= European Society for Primary Immunodeficiencies =

European medical association

The European Society for Primary Immunodeficiencies (ESID) is a Europe-wide medical association for healthcare professionals and researchers who deal with primary immunodeficiency diseases (PID).

== History ==

The European Society for Primary Immunodeficiencies was founded first as an informal group in 1983 in Rome, Italy. Over the following decade its membership and activities grew, and the society's first constitution was adopted in 1994. This signaled ESID's beginnings as a formal society. The constitution has since been revised twice, in 2000 and 2008. ESID has two sister societies: The International Nursing Group for Immunodeficiencies and the International Patient Organisation for Primary Immunodeficiencies.

== Activities ==

ESID hosts biennial meetings for the society's members. These gatherings are composed of scientific lectures on emerging diagnoses and treatment options, interactive discussions, research opportunities, and networking events. The 15th Biennial Meeting will take place in October, 2012 in Florence, Italy.

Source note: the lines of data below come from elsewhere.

PR #84, opened 2017-11-21
Ability to use specific port for localhost connect

Disquse:
A little update that allow developers use different port. I'm using 33333 port on my local server, so I forced to use Direct connect or console to connect. If "Custom port" is empty, it will use 30120. Also this setting support saving. I don't know can it be useful someone besides me, but still decided to share.
preview

### DIFF
--- a/ext/cfx-ui/src/app/app-nav.component.ts
+++ b/ext/cfx-ui/src/app/app-nav.component.ts
@@ -43,7 +43,6 @@ export class AppNavComponent extends Translation {
 	}
 
 	connectToLocal() {
-		console.log(this.localhostPort);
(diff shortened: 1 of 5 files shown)


michaelcerne:
Maybe we could refactor the "localhost" menu option into just "Quick Connect"

While my primary use would be for a development server (hosted externally), the system could be more widespread for server owners to quickly connect to their own servers.

Just allowing a custom IP along with a port and the renaming of the menu option would be awesome.

Thoughts?

blattersturm:
Perhaps @michaelcerne's feature could be implemented as a separate (2-click? pre-filling the Direct Connect form?) 'reconnect to last' feature.

Disquse:
Good idea, I'll try to implement, thanks

michaelcerne:
Great, let me know if you need any assistance.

The society also participates in several other scientific meetings each year, some of which are hosted by ESID. These meetings offer similar scientific content, though they are often smaller in their regional or educational focus. In 2011, ESID will host symposia in Prague and Tampere, Finland. The meeting taking place in Prague is ESID's 10th Spring Meeting and is part of ESIDS's PID Care in Development Working Party (PIDCD WP). Established in 2006, the PIDCD WP works to "increase awareness and facilitate diagnosis and care about PID patients in Western countries with less accessible PID care." The meetings that are part of this program focus on establishing professional organizations in developing regions and connecting professionals between different regions of Europe.

In addition to the PIDCD WP, ESID has several other Working Parties (WP). The Bone Marrow Transplantation and Gene Therapy Working Party works to "improve the outcome of transplant and gene therapy for severe congenital immunodeficiencies." The Clinical Working Party supports clinical research among ESPID members. The Educational Working Party works with young researchers and professionals in the PID field. The Genetic Working Party supports collaborative research between laboratories associated with ESPID. The Juniors Working Party is a forum for young entrants into the field of PID.

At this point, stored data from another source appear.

PR #85, opened 2017-11-22
Replace legacy LICENSE header on old sources with new website etc.

michaelcerne:
Replaced the old header, which read:
```
/*
 * This file is part of the CitizenFX project - http://citizen.re/
 *
 * See LICENSE and MENTIONS in the root of the source tree for information
 * regarding licensing.
 */
```
with a new, more modern, variant:
```
/*
 * This file is part of FiveM (https://fivem.net), created by CitizenFX (https://github.com/citizenfx)
 *
 * See root directory for information regarding LICENSE and other instruction.
 * 
 */
```

Also, I modified a few LUA scripts using os.is(), which is deprecated. Replaced with os.istarget().

Any reason to keep the old sources, with a 403 domain?


blattersturm:
Giant pull request trying to change every single source file? Yeah, no.

michaelcerne:
Should we just leave the old citizen.re though? Not trying to mess everything up, haha, just wanted to see to the new info. @blattersturm

PR #86, opened 2017-11-23
Save last direct connection to localstorage (quick connect)

michaelcerne:
On direct connect input update, the address is saved to the user's storage.

When the direct connection screen is opened, the input is pre-filled with the last used address.

### DIFF
--- a/ext/cfx-ui/src/app/servers/direct/direct-connect.component.ts
+++ b/ext/cfx-ui/src/app/servers/direct/direct-connect.component.ts
@@ -94,6 +94,7 @@ export class DirectConnectComponent implements OnInit, AfterViewInit {
 
     ngOnInit() {
 		this.addr = localStorage.getItem('directLast');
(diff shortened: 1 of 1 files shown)


Disquse:
Good job, but there is a bug with loading server's data (at least for me). It's doesn't start to ping server that you have in edit, infinite "Loading...". User can fix it by changing any character in edit, but this isn't good anyway. This happens because when you change edit's text by script, this script wouldn't get "ngModelChange" event that trigger "addrChanged".
 You can fix it by adding `this.addrChanged(localStorage.getItem('directLast'));` after `this.addr = localStorage.getItem('directLast'); `

michaelcerne:
Awesome, thanks. I added a commit which should hopefully take care of that problem.

I can't test it as I'm away from my work station, let me know how it goes.

michaelcerne:
Closing as it looks like it was committed by another.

ESID has established biennial Summer Schools to educate young researchers and healthcare professionals in the field of primary immunodeficiency disorders (PID). The mission of these schools is to “enthuse, inform, and encourage the next generation of leaders in PID practice and research throughout Europe.” The curriculum consists of several days of workshops, discussions, and interaction between participants. Travel grants and scholarships are made available to encourage participation. The 2011 Summer School will be held in Il Ciocco, Tuscany, Italy.

ESID also maintains an online database containing patient data and information meant to be useful to potential researchers. The information is stripped of identifying factors on the part of the patients. As of March 2011, over 13,000 patients have been entered into the database.